Suppose $\bar{X}_n \xrightarrow{} \mu$ with $\sqrt{n}(\bar{X}_n - \mu) \xrightarrow{d} N(0, \sigma^2)$, and we want the distribution of $g(\bar{X}_n) = \bar{X}_n^2$. Then $g'(\mu) = 2\mu$, so:

$$ \sqrt{n}(\bar{X}_n^2 - \mu^2) \xrightarrow{d} N(0, \; 4\mu^2 \sigma^2). $$
Example 20 — Log transformation

If $\sqrt{n}(\bar{X}_n - \mu) \xrightarrow{d} N(0, \sigma^2)$ and $\mu > 0$, with $g(x) = \log(x)$ and $g'(\mu) = 1/\mu$:

$$ \sqrt{n}(\log \bar{X}_n - \log \mu) \xrightarrow{d} N\!\left(0, \frac{\sigma^2}{\mu^2}\right). $$

This is widely used to construct confidence intervals on a log-scale, which is natural for quantities like ratios or fold-changes.

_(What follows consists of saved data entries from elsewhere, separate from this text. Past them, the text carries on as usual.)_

PR #12386, opened 2026-02-12
[1832] London Investment private implementation

JudeH1:
### Explanation of Change

- Implements missing features of London Investment Private:
- Counts as purchasing action
- Pays revenue until corp exchanged for pays first dividend

- Changed WV Coal fields private to not count as a track lay (despite being mentioned in the checklist, I didn't see this requirement anywhere in the rules, if I'm wrong let me know and I'll undo this change

I'd like to get 1832 working online, so more changes will be coming soon!

### DIFF
--- a/lib/engine/game/g_1832/entities.rb
+++ b/lib/engine/game/g_1832/entities.rb
@@ -287,10 +287,12 @@ module Engine
             abilities: [{
               type: 'exchange',
               owner_type: 'player',
-              corporations: 'any',
+              corporations: 'london',
+              count: 1,
+              remove_when_used_up: false,
               from: 'ipo',
             },
-                        { type: 'no_buy' }],
+            { type: 'no_buy' }],
             color: nil,
           },
           {
--- a/lib/engine/game/g_1832/entities.rb
+++ b/lib/engine/game/g_1832/entities.rb
@@ -287,7 +287,7 @@ module Engine
             abilities: [{
               type: 'exchange',
               owner_type: 'player',
-              corporations: 'london',
+              corporations: 'ipoed',
               when: 'owning_player_sr_turn',
               count: 1,
               remove_when_used_up: false,
--- a/lib/engine/game/g_1832/entities.rb
+++ b/lib/engine/game/g_1832/entities.rb
@@ -288,6 +288,8 @@ module Engine
               type: 'exchange',
               owner_type: 'player',
               corporations: 'london',
+              owner_type: 'player',
+              when: 'owning_player_sr_turn',
               count: 1,
               remove_when_used_up: false,
               from: 'ipo',
--- a/lib/engine/game/g_1832/entities.rb
+++ b/lib/engine/game/g_1832/entities.rb
@@ -293,7 +293,7 @@ module Engine
               remove_when_used_up: false,
               from: 'ipo',
             },
-            { type: 'no_buy' }],
+                        { type: 'no_buy' }],
             color: nil,
           },
           {
--- a/lib/engine/game/g_1832/entities.rb
+++ b/lib/engine/game/g_1832/entities.rb
@@ -288,7 +288,6 @@ module Engine
               type: 'exchange',
               owner_type: 'player',
               corporations: 'london',
-              owner_type: 'player',
               when: 'owning_player_sr_turn',
               count: 1,
               remove_when_used_up: false,
--- a/lib/engine/game/g_1832/entities.rb
+++ b/lib/engine/game/g_1832/entities.rb
@@ -290,7 +290,7 @@ module Engine
               corporations: 'ipoed',
               when: 'owning_player_sr_turn',
               count: 1,
-              remove_when_used_up: false,
+              remove_when_used_up: true,
               from: 'ipo',
             },
                         { type: 'no_buy' }],
--- a/lib/engine/game/g_1832/game.rb
+++ b/lib/engine/game/g_1832/game.rb
@@ -246,34 +246,34 @@ module Engine
           @london_company = corporation
         end
 
-
         def exchange_corporations(exchange_ability)
-        candidates = case exchange_ability.corporations
-                     when 'any'
-                       corporations
-                     when 'ipoed'
-                       corporations.select(&:ipoed)
-                    when 'london'
-                      corporations.select { |c| (!@round.current_actions.any? { |x| x.instance_of?(Action::BuyShares) }) && !c.player_share_holders.none? && !c.operated? && exchange_ability.count > 0}
-                    else
-                       exchange_ability.corporations.map { |c| corporation_by_id(c) }
-                    end
-        candidates.reject(&:closed?)
-      end
+          candidates = case exchange_ability.corporations
+                       when 'any'
+                         corporations
+                       when 'ipoed'
+                         corporations.select(&:ipoed)
+                       when 'london'
+                         corporations.select do |c|
+                           !@round.current_actions.any? do |x|
+                             x.instance_of?(Action::BuyShares)
+                           end && !c.player_share_holders.none? && !c.operated? && exchange_ability.count > 0
+                         end
+                       else
+                         exchange_ability.corporations.map { |c| corporation_by_id(c) }
+                       end
+          candidates.reject(&:closed?)
+        end
 
+        def use!(**_kwargs)
+          @used = true
 
-      def use!(**_kwargs)
-        @used = true
+          @count_this_or += 1 if @count_per_or
 
-        @count_this_or += 1 if @count_per_or
+          return unless @count
 
-        return unless @count
-
-        @count -= 1
-        owner.remove_ability(self) if !@count.positive? && @remove_when_used_up
-      end
-
-      
+          @count -= 1
+          owner.remove_ability(self) if !@count.positive? && @remove_when_used_up
+        end
 
         def revenue_for(route, stops)
           revenue = super
@@ -370,9 +370,11 @@ module Engine
           company = action.entity
           bundle = action.bundle
 
-          return unless action.entity.name == "London Investment"
-          log << "Processing buy shares for London Investment"
-          raise GameError, "Cannot exchange #{action.entity.id} for #{bundle.corporation.id}" unless can_exchange?(company, bundle)
+          return unless action.entity.name == 'London Investment'
+
+          log << 'Processing buy shares for London Investment'
+          raise GameError, "Cannot exchange #{action.entity.id} for #{bundle.corporation.id}" unless can_exchange?(company,
+                                                                                                                   bundle)
 
           buy_shares(company.owner, bundle, exchange: company)
           @round.players_history[company.owner][bundle.corporation] << action if @round.respond_to?(:players_history)
--- a/lib/engine/game/g_1832/game.rb
+++ b/lib/engine/game/g_1832/game.rb
@@ -8,6 +8,7 @@ require_relative 'meta'
 require_relative 'phases'
 require_relative 'trains'
 require_relative '../base'
+require_relative 'step/exchange'
 
 module Engine
   module Game
@@ -98,6 +99,7 @@ module Engine
         def stock_round
           G1870::Round::Stock.new(self, [
             Engine::Step::DiscardTrain,
+            G1832::Step::Exchange,
             G1832::Step::BuySellParShares,
             G1850::Step::PriceProtection,
           ])
@@ -106,7 +108,7 @@ module Engine
         def operating_round(round_num)
           Engine::Round::Operating.new(self, [
             Engine::Step::Bankrupt,
-            Engine::Step::Exchange,
+            G1832::Step::Exchange,
             G1832::Step::BuyCompany,
             G1870::Step::Assign,
             G1870::Step::SpecialTrack,
@@ -236,6 +238,43 @@ module Engine
           @coal_hex ||= hex_by_id('B14')
         end
 
+        def london_company
+          @london_company || nil
+        end
+
+        def assign_london_company(corporation)
+          @london_company = corporation
+        end
+
+
+        def exchange_corporations(exchange_ability)
+        candidates = case exchange_ability.corporations
+                     when 'any'
+                       corporations
+                     when 'ipoed'
+                       corporations.select(&:ipoed)
+                    when 'london'
+                      corporations.select { |c| c.floated? && !c.operated? && exchange_ability.count > 0}
+                    else
+                       exchange_ability.corporations.map { |c| corporation_by_id(c) }
+                    end
+        candidates.reject(&:closed?)
+      end
+
+
+      def use!(**_kwargs)
+        @used = true
+
+        @count_this_or += 1 if @count_per_or
+
+        return unless @count
+
+        @count -= 1
+        owner.remove_ability(self) if !@count.positive? && @remove_when_used_up
+      end
+
+      
+
         def revenue_for(route, stops)
           revenue = super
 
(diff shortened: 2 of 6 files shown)


lib/engine/game/g_1832/step/dividend.rb
```diff
@@ -0,0 +1,49 @@
...
+            entity
+          end
+
+          def share_price_change(_entity, revenue)
+            return { share_direction: :left, share_times: 1 } if revenue.zero?
+
+            return { share_direction: :right, share_times: 1 } if revenue == @game.routes_revenue(routes)
+
+            {}
+          end
```
ollybh: 1832 is an 1870/1850 derivative so, where possible, you should be inheriting from those games' classes to reduce the amount of new code needed.
```suggestion
require_relative '../../g_1870/step/dividend'

module Engine
  module Game
    module G1870
      module Step
        class Dividend < G1870::Step::Dividend
```

lib/engine/game/g_1832/step/dividend.rb
```diff
@@ -0,0 +1,49 @@
...
+            receivers = payouts
+                        .sort_by { |_r, c| -c }
+                        .map { |receiver, cash| "#{@game.format_currency(cash)} to #{receiver.name}" }.join(', ')
+
+            if entity == @game.london_company
+              @log << 'London Investment closes'
+              li = @game.companies.find { |c| c.sym == 'P4' }
+              li.close! if li
+            end
+            log_payout_shares(entity, revenue, per_share, receivers)
```
ollybh: Most of this code is cut-n-pasted from `Engine::Step::Dividend.payout_shares`. It can be replaced with a call to `super`.

lib/engine/game/g_1832/step/exchange.rb
```diff
@@ -0,0 +1,67 @@
...
+
+          def actions(entity)
+            return ACTIONS if can_exchange?(entity)
+
+            []
+          end
+
+          def blocks?
+            false
+          end
```
ollybh: These methods are identical to the ones in the base class, so do not need to be repeated here.
```suggestion
```

lib/engine/game/g_1832/step/exchange.rb
```diff
@@ -0,0 +1,67 @@
+# frozen_string_literal: true
+
+require_relative '../../../step/exchange'
+require_relative '../../../step/share_buying'
```
ollybh: I don't think this is needed. This class will get pulled in by Step::Exchange.
```suggestion
```

lib/engine/game/g_1832/step/exchange.rb
```diff
@@ -0,0 +1,67 @@
...
+
+            shares = []
+            @game.exchange_corporations(ability).each do |corporation|
+              shares << corporation.reserved_shares.first if ability.from.include?(:reserved)
+              shares << corporation.available_share if ability.from.include?(:ipo)
+              shares << @game.share_pool.shares_by_corporation[corporation]&.first if ability.from.include?(:market)
+            end
+
+            shares.compact.any? { |s| can_gain?(entity.owner, s&.to_bundle, exchange: true) }
+          end
```
ollybh: These are also unneeded duplicates of base class methods.
```suggestion
```

lib/engine/game/g_1832/step/exchange.rb
```diff
@@ -0,0 +1,67 @@
...
+            false
+          end
+
+          def process_buy_shares(action)
+            company = action.entity
+            bundle = action.bundle
+            unless (ability = @game.abilities(company, :exchange))
+              raise GameError,
+                    "Could not assign #{company.name} to #{target.name}; :exchange ability not found"
+            end
```
ollybh, line 16: This isn't needed, it's duplicating a check that's already being made in `can_exchange?`.

lib/engine/game/g_1832/step/exchange.rb
```diff
@@ -0,0 +1,67 @@
...
+                                                                                                                     bundle)
+
+            buy_shares(company.owner, bundle, exchange: company)
+            @round.players_history[company.owner][bundle.corporation] << action if @round.respond_to?(:players_history)
+            if company.name == 'London Investment'
+              @game.assign_london_company(bundle.corporation)
+              ability.use!
+              @round.current_actions << action
+            end
+            company.close! if company.name != 'London Investment'
```
ollybh: Use an else branch, instead of repeating the previous test.
```suggestion
            else
              company.close!
            end
```

lib/engine/game/g_1832/step/exchange.rb
```diff
@@ -0,0 +1,67 @@
...
+            end
+            raise GameError, "Cannot exchange #{action.entity.id} for #{bundle.corporation.id}" unless can_exchange?(company,
+                                                                                                                     bundle)
+
+            buy_shares(company.owner, bundle, exchange: company)
+            @round.players_history[company.owner][bundle.corporation] << action if @round.respond_to?(:players_history)
+            if company.name == 'London Investment'
+              @game.assign_london_company(bundle.corporation)
+              ability.use!
+              @round.current_actions << action
```
ollybh: Why is this only in the London Investment branch? Doesn't the action need to be recorded for other companies?

ollybh: Are there other companies with exchange abilities? This can be simplified by removing the test if we know this will only be called for this company.

lib/engine/game/g_1832/step/track.rb
```diff
@@ -29,7 +29,7 @@ def actions(entity)
 
           def choices
             choices = []
-            choices << ['Buy Coal Token'] if can_buy_coal_token?(current_entity)
+            choices << ['Buy Coal Token ($80)'] if can_buy_coal_token?(current_entity)
             choices
```
ollybh: `choices` can either be an array or a hash. I much, much prefer using the hash. The problem with the array form is, as you have discovered, it stores the button text as the choice in the game JSON. That means that any future changes to the button text will break existing games.

If you use a hash then the hash value is used for the button label, but the hash key is stored as the choice. So changing the button label doesn't break anything, as long as the key is unchanged.

Here you would have something like:
```
def choices
  can_buy_coal_token?(current_entity) ? { 'buy_coal_token' => 'Buy Coal Token } : {}
end
```

And then in `process_choose` you would need to change the test to `… if action.choice == 'buy_coal_token'`.

lib/engine/game/g_1832/entities.rb
```diff
@@ -287,7 +287,10 @@ module Entities
             abilities: [{
               type: 'exchange',
               owner_type: 'player',
-              corporations: 'any',
+              corporations: 'london',
```
ollybh: This isn't one of the defined options for `corporations` for an exchange ability. I think it would be better to use `ipoed` here, and then add some additional tests in `exchange_corporations` to further limit the options to corporations that have only just been opened.

lib/engine/game/g_1832/entities.rb
```diff
@@ -287,7 +287,10 @@ module Entities
...
+              when: 'owning_player_sr_turn',
+              count: 1,
+              remove_when_used_up: false,
```
ollybh: Why is this false?

lib/engine/game/g_1832/game.rb
```diff
@@ -236,6 +238,43 @@ def coal_hex
           @coal_hex ||= hex_by_id('B14')
         end
 
+        def london_company
```
ollybh: This method name confused me. In this code base 'company' refers to a private company, and 'corporation' to a major/public company. So I would expect `london_company` to be P4, but this is the public company whose share has been bought by the London investors, right?

lib/engine/game/g_1832/game.rb
```diff
@@ -236,6 +238,43 @@ def coal_hex
...
+          @london_company || nil
```
ollybh: The or operator isn't doing anything here. You're either returning the value of `@london_company` or, if it is nil, returning nil, which is also the value of `@london_company`.

lib/engine/game/g_1832/game.rb
```diff
@@ -236,6 +238,43 @@ def coal_hex
...
+        end
+
+        def assign_london_company(corporation)
+          @london_company = corporation
+        end
```
ollybh: You've written custom setter/getter methods, which are just assigning/returning a simple value. You could instead just add `attr_accessor :london_company` (ideally with a better name) to let the step object read and set this variable.

lib/engine/game/g_1832/game.rb
```diff
@@ -236,6 +238,43 @@ def coal_hex
...
+                       when 'london'
+                         corporations.select do |c|
+                           !@round.current_actions.any? do |x|
+                             x.instance_of?(Action::BuyShares)
+                           end && !c.player_share_holders.none? && !c.operated? && exchange_ability.count > 0
+                         end
+                       else
+                         exchange_ability.corporations.map { |c| corporation_by_id(c) }
+                       end
+          candidates.reject(&:closed?)
```
ollybh: If I've understood the rules correctly, they London Investment private can be used to acquire a single share of a public company that has been started in the current operating round. If you change the exchange ability's `corporations` attribute to `ipoded` then I think that this method can be simplified to just this:
```suggestion
          super.reject(&:operated)
```

lib/engine/game/g_1832/game.rb
```diff
@@ -236,6 +238,43 @@ def coal_hex
...
+        def use!(**_kwargs)
+          @used = true
+
+          @count_this_or += 1 if @count_per_or
+
+          return unless @count
+
+          @count -= 1
+          owner.remove_ability(self) if !@count.positive? && @remove_when_used_up
+        end
```
ollybh: What is this? It looks like a direct copy of `use!` from `Engine::Ability::Base`, but I don't think it will get called from anywhere in this class.

ollybh (changes requested):
Thanks for taking up the development of this game.

I've got a few suggestions for changes, most of which are removing duplicated code.

lib/engine/game/g_1832/entities.rb
JudeH1: I just thought it would be confusing for the player if the private disappeared when exchanged, as it still continues to pay out until the share exchanged for is operated.

lib/engine/game/g_1832/game.rb
JudeH1: When testing this change I realized both it and my original code have an issue. The rulebook states "You may use this private to purchase one share in any company that has had its president's share purchased during this stock round (including the Central of Georgia Railway in the first stock round)." With this logic, a company could have its presidents share purchased in the first SR, not get fully floated, and then the next sr it would be an exchange target for the LI, when it shouldn't be anymore.

JudeH1: Just fixed this issue. Thank you for all the detail in your comments, I'm a pretty novice programmer so it helps a lot.

lib/engine/game/g_1832/step/exchange.rb
```diff
@@ -0,0 +1,28 @@
...
+            bundle = action.bundle
+            raise GameError, "Cannot exchange #{action.entity.id} for #{bundle.corporation.id}" unless can_exchange?(company,
+                                                                                                                     bundle)
+
+            buy_shares(company.owner, bundle, exchange: company)
+            @round.players_history[company.owner][bundle.corporation] << action if @round.respond_to?(:players_history)
+            @game.london_corporation = bundle.corporation
+            ability.use!
+            @round.current_actions << action
+            company.close!
```
ollybh: Is this correct? Doesn't the private company want to stay open, paying its revenue out as normal, until the associated corporation pays its first dividend?

lib/engine/game/g_1832/entities.rb
ollybh: @JudeH1?

lib/engine/game/g_1832/game.rb
```diff
@@ -236,6 +240,13 @@ def coal_hex
           @coal_hex ||= hex_by_id('B14')
         end
 
+
+        def exchange_corporations(exchange_ability)
+          candidates = super
+          candidates.reject(&:closed?).reject(&:operated?).select { |c| @parred_this_sr.include?(c.id) }
```
ollybh, line 247: I've realised why `super.reject(&:operated)` will not work. That would include corporations that were parred in a previous stock round but less than 60% of its shares were sold, so had not operated.

So tracking which corporations have been parred in the current stock round is correct. However you've haven't picked the right way to do this. Look at `round_state` in other games. You add a `round_state` method to a step which adds a hash key, something like this:
```
def round_state
  super.merge({ parred_this_sr: [] })
end
```
Then, in the `process_par` method you can say `@round.parred_this_sr << action.corporation`. And in this method could become `super.intersect?(@round.parred_this_sr)`.

ollybh: Actually, the body of this method could just be `@round.parred_this_sr`.

lib/engine/game/g_1832/game.rb
```diff
@@ -326,6 +337,8 @@ def graph_skip_paths(entity)
 
           @skip_paths
         end
+
+
```
ollybh: Blank lines to delete.

lib/engine/game/g_1832/step/dividend.rb
```diff
@@ -0,0 +1,26 @@
...
+  module Game
+    module G1832
+      module Step
+        class Dividend < G1870::Step::Dividend
+
+          def payout_shares(entity, revenue)
+            super
+            if entity == @game.london_corporation
+              @log << 'London Investment closes'
+              li = @game.companies.find { |c| c.sym == 'P4' }
```
ollybh: There is a more efficient way of finding a company by its symbol from a cache, rather than searching through an array:
```suggestion
              li = @game.company_by_id('P4')
```

lib/engine/game/g_1832/step/dividend.rb
```diff
@@ -0,0 +1,26 @@
...
+              li.close! if li
```
ollybh: Do you have to worry about the company not being found?

ollybh (changes requested):
Thanks for the changes. There are a few more things to do before this can be committed.

lib/engine/game/g_1832/entities.rb
JudeH1: Whoops, I left my answer to this question (and my other comment) as a draft :/

JudeH1: On second look though, you're totally right. I think I looked at remove_when_used_up sometime after testing and misunderstood what it actually does. True is the way to go.

lib/engine/game/g_1832/game.rb
ollybh: @JudeH1 You still need to move the `parred_this_sr` from the game class to round state.

lib/engine/game/g_1832/step/exchange.rb
ollybh: @JudeH1 I don't believe this check is needed. Is it?

ollybh (changes requested):

ollybh:
@JudeH1 Can you remove the 'fixes' line from the PR description? That would close the associated issue when this PR is merged, but this only completes one item on the checklist, not the whole issue.

JudeH1:
@ollybh when I remove the logic on 26-29 of exchange.rb, the game breaks when the london private is exchanged

ollybh:
> @ollybh when I remove the logic on 26-29 of exchange.rb, the game breaks when the london private is exchanged

I'd missed that you'd removed the call to `can_exchange?`, this was checking the same thing twice.

philcampeau:
Hey there, I had been tinkering with an idea for a while and finally got it working. [This commit](https://github.com/tobymao/18xx/pull/12475) implements assigning the Cotton Warehouse to a specific city in Atlanta. 

I'm not trying to take over 1832 or anything, just thought I'd submit it since it was working :)

JudeH1:
> Hey there, I had been tinkering with an idea for a while and finally got it working. [This commit](https://github.com/tobymao/18xx/pull/12475) implements assigning the Cotton Warehouse to a specific city in Atlanta.
> 
> I'm not trying to take over 1832 or anything, just thought I'd submit it since it was working :)

That’s great, no need to worry about taking it over, the more fixes the better. Plus I’ve been pretty busy this month and haven’t made a lot of progress, but I should be able to get more done in April. :)

ollybh:
This PR had got buried at the bottom of the pile and I had forgotten about it.

Is this still needed? Or has it been superseded by other 1832 PRs?

If so, have all the review issues been fixed?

Why it works: Taylor expansion

Write $g(Y_n) \approx g(\mu) + g'(\mu)(Y_n - \mu)$. Then $\sqrt{n}(g(Y_n) - g(\mu)) \approx g'(\mu) \cdot \sqrt{n}(Y_n - \mu)$. Since $\sqrt{n}(Y_n - \mu) \xrightarrow{d} N(0, \sigma^2)$, multiplying by the constant $g'(\mu)$ scales the variance by $[g'(\mu)]^2$. That's the entire proof idea.